Christie also contends that CLF breached the sublease because it
never gave formal notice to Stefanik & Christie that it was in breach of the sublease
for not timely paying rent, as required by the sublease. This argument is without
merit. CLF would have needed to provide notice of default and an opportunity to
cure only if it intended to terminate the sublease for Stefanik & Christie’s failure to
timely pay rent. But the undisputed evidence demonstrates that Christie, not CLF,
terminated the sublease and moved out early.
Finally, Christie contends that CLF breached the sublease by
changing the locks to the office suite after Stefanik & Christie vacated the office suite.
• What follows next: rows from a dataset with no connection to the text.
PR #653, opened 2019-06-18
[WIP] Path build status messages

tewinget:
Adds LR_StatusMessage as a Link Message.  This message type is sent back to a path creator in a manner which mirrors the LR_CommitMessage(s) sent to create a path, such that the hops of the path can inform the path creator of the path creation status (success or fail with reason).

It compiles and there are no meaningful warnings added!

LR_StatusMessage is now used in place of PathConfirmMessage

### DIFF
--- a/llarp/messages/relay_status.cpp
+++ b/llarp/messages/relay_status.cpp
@@ -9,6 +9,7 @@
 #include <util/buffer.hpp>
 #include <util/logger.hpp>
 #include <util/logic.hpp>
+#include <util/memfn.hpp>
 
 #include <functional>
 
@@ -31,9 +32,7 @@ namespace llarp
     {
     }
 
-    ~LRSM_AsyncHandler()
-    {
-    }
+    ~LRSM_AsyncHandler() = default;
 
     void handle()
     {
@@ -48,10 +47,6 @@ namespace llarp
 
   };
 
-
-  LR_StatusMessage::~LR_StatusMessage()
-  {
-  }
 
   bool
   LR_StatusMessage::DecodeKey(const llarp_buffer_t& key, llarp_buffer_t* buf)
@@ -90,14 +85,7 @@ namespace llarp
   void
   LR_StatusMessage::Clear()
   {
-    frames[0].Clear();
-    frames[1].Clear();
-    frames[2].Clear();
-    frames[3].Clear();
-    frames[4].Clear();
-    frames[5].Clear();
-    frames[6].Clear();
-    frames[7].Clear();
+    std::for_each(frames.begin(), frames.end(), [](auto& f) { f.Clear(); });
   }
 
   bool
@@ -162,8 +150,7 @@ namespace llarp
                                   const RouterID nextHop, const SharedSecret pathKey,
                                   uint64_t status)
   {
-    typedef std::shared_ptr< LR_StatusMessage > LRSM_ptr;
-    LRSM_ptr message = std::make_shared< LR_StatusMessage >();
+    auto message = std::make_shared< LR_StatusMessage >();
 
     message->status = status & LR_StatusRecord::SUCCESS;
     message->pathid = pathid;
@@ -233,31 +220,24 @@ namespace llarp
                                 std::shared_ptr< LR_StatusMessage > msg)
   {
     llarp::LogDebug("Attempting to send LR_Status message to (", nextHop, ")");
-    if(router->HasSessionTo(nextHop))
+    if(not router->HasSessionTo(nextHop))
     {
-      if (router->SendToOrQueue(nextHop, msg.get()))
-      {
-        return;
-      }
-      llarp::LogError("Sending LR_Status message, SendToOrQueue to ", nextHop, " failed");
+      llarp::LogError("Sending LR_Status message, but no connection to previous hop (", nextHop, ")");
       return;
     }
-    llarp::LogError("Sending LR_Status message, but no connection to previous hop (", nextHop, ")");
-    return;
+    if (not router->SendToOrQueue(nextHop, msg.get()))
+    {
+      llarp::LogError("Sending LR_Status message, SendToOrQueue to ", nextHop, " failed");
+    }
   }
 
   bool
   LR_StatusRecord::BEncode(llarp_buffer_t* buf) const
   {
-    if(!bencode_start_dict(buf))
-      return false;
-
-    if(!BEncodeWriteDictInt("s", status, buf))
-      return false;
-    if(!bencode_write_version_entry(buf))
-      return false;
-
-    return bencode_end(buf);
+    return bencode_start_dict(buf)
+        && BEncodeWriteDictInt("s", status, buf)
+        && bencode_write_version_entry(buf)
+        && bencode_end(buf);
   }
 
   bool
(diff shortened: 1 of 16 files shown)


llarp/messages/relay_status.cpp
```diff
@@ -0,0 +1,295 @@
...
+    void queue_handle()
+    {
+      auto func = std::bind(&llarp::LRSM_AsyncHandler::handle, shared_from_this());
+      llarp_threadpool_queue_job(router->pathContext().Worker(), func);
+    }
+
+  };
+
+
+  LR_StatusMessage::~LR_StatusMessage()
```
michael-loki: empty destructors aren't required.

llarp/messages/relay_status.cpp
```diff
@@ -0,0 +1,295 @@
...
+        return false;
+      }
+    }
+
+    return read;
+  }
+
+  void
+  LR_StatusMessage::Clear()
+  {
```
michael-loki:
```c++
std::for_each(frames.begin(), frames.end(), & EncryptedFrame::Clear);
```

llarp/messages/relay_status.cpp
```diff
@@ -0,0 +1,295 @@
...
+  }
+
+  // call this from a worker thread
+  bool
+  LR_StatusMessage::CreateAndSend(AbstractRouter *router, const PathID_t pathid,
+                                  const RouterID nextHop, const SharedSecret pathKey,
+                                  uint64_t status)
+  {
+    typedef std::shared_ptr< LR_StatusMessage > LRSM_ptr;
+    LRSM_ptr message = std::make_shared< LR_StatusMessage >();
```
michael-loki: remove the typedef (which should be [`using`](http://isocpp.github.io/CppCoreGuidelines/CppCoreGuidelines#Rt-using), and then:

`auto message = std::make_shared< LR_StatusMessage >();`

llarp/messages/relay_status.cpp
```diff
@@ -0,0 +1,295 @@
...
+  bool
+  LR_StatusMessage::AddFrame(const SharedSecret& pathKey, uint64_t status)
+  {
+    frames[7] = frames[6];
+    frames[6] = frames[5];
+    frames[5] = frames[4];
+    frames[4] = frames[3];
+    frames[3] = frames[2];
+    frames[2] = frames[1];
+    frames[1] = frames[0];
```
michael-loki: I think this is equivalent:

```
std::copy(frames.begin(), frames.end() - 1, frames.begin() + 1);
auto& frame = frames[0];
```

llarp/messages/relay_status.cpp
```diff
@@ -0,0 +1,295 @@
...
+    auto func = std::bind(&LR_StatusMessage::SendMessage, router, nextHop, msg); 
+    router->pathContext().logic()->queue_func(func);
+  }
+
+  void
+  LR_StatusMessage::SendMessage(AbstractRouter *router, const RouterID nextHop,
+                                std::shared_ptr< LR_StatusMessage > msg)
+  {
+    llarp::LogDebug("Attempting to send LR_Status message to (", nextHop, ")");
+    if(router->HasSessionTo(nextHop))
```
michael-loki: I would inverse the flow here:

```c++
if (not router->HasSessionTo(nextHop)) 
{
  llarp::LogError("Sending LR_Status message, but no connection to previous hop (", nextHop, ")");
  return;
} 

if (not router->SendToOrQueue(nextHop, msg.get())) 
{
  llarp::LogError("Sending LR_Status message, SendToOrQueue to ", nextHop, " failed");
  return;
}
```

llarp/messages/relay_status.cpp
```diff
@@ -0,0 +1,295 @@
...
+  {
+    if(!bencode_start_dict(buf))
+      return false;
+
+    if(!BEncodeWriteDictInt("s", status, buf))
+      return false;
+    if(!bencode_write_version_entry(buf))
+      return false;
+
+    return bencode_end(buf);
```
michael-loki: nit (since this is how most of the code does it):

```c++
return bencode_start_dict(buf) && 
    BEncodeWriteDictInt("s", status, buf) && 
    bencode_write_version_entry(buf) && 
    bencode_end(buf);
```

llarp/messages/relay_status.cpp
```diff
@@ -0,0 +1,295 @@
...
+      return false;
+
+    return read;
+  }
+
+  bool
+  LR_StatusRecord::BDecode(llarp_buffer_t* buf)
+  {
+    using namespace std::placeholders;
+    return bencode_read_dict(std::bind(&LR_StatusRecord::OnKey, this, _1, _2),
```
michael-loki:
```c++
return bencode_read_dict(util::memFn(&LR_StatusRecord::OnKey, this), buf);
```

llarp/messages/relay_status.cpp
tewinget: copied from LR_CommitMessage, should I change both?

llarp/messages/relay_status.cpp
tewinget: As above, copied from LR_CommitMessage, should I change both?

michael-loki: i think they might be fixed in #650

llarp/messages/relay_status.cpp
tewinget: With auto I may even be able to omit the `using` bit.  Will revisit.

llarp/messages/relay_status.cpp
tewinget: probably, will have to consider which reads better.  not too worried about a few extra lines.

I assume they would compile to equivalently efficient code, but that may be a poor assumption.

llarp/messages/relay_status.cpp
tewinget: fair enough, will revise

llarp/messages/relay_status.cpp
tewinget: copied (and modified) from LR_CommitMessage, should I change both?

llarp/messages/relay_status.cpp
tewinget: will do; I don't think that bit was merged yet when I was working on this and I forgot it was added/changed.

llarp/messages/relay_status.cpp
tewinget: addressed

llarp/messages/relay_status.cpp
tewinget: addressed

llarp/messages/relay_status.cpp
tewinget: addressed

llarp/messages/relay_status.cpp
tewinget: kept as-is for now, still not convinced the brevity here is worth the change in readability, but perhaps this is a result of my not having used std::copy very much.

llarp/messages/relay_status.cpp
tewinget: addressed

llarp/messages/relay_status.cpp
tewinget: addressed

llarp/messages/relay_status.cpp
tewinget: addressed

majestrate:
this will contain the failure cases when they are done too right?

tewinget:
supplanted by #732.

This argument is likewise without merit. Maria testified that Stefanik & Christie
moved out of the offices over a weekend and when she returned to the office on
Monday, Stefanik & Christie’s space was completely empty. Christie’s law partner,
Stefanik, testified that Stefanik & Christie left nothing behind when they vacated the
space because they had no intention of returning to the suite. In light of this
evidence, the jury could have reasonably found that CLF’s changing the locks after
Stefanik & Christie vacated the space was not a breach of the sublease. Upon weighing the evidence and all reasonable inferences therefrom,
and considering the credibility of the witnesses and resolving any conflicts in the
evidence, we find that the jury did not lose its way nor create a manifest miscarriage
of justice in finding that Christie, and not CLF, breached the sublease. The fourth
assignment of error is overruled.
E. Hearsay Testimony
In his fifth assignment of error, Christie contends that the trial court
improperly admitted hearsay testimony by Maria and Anthony.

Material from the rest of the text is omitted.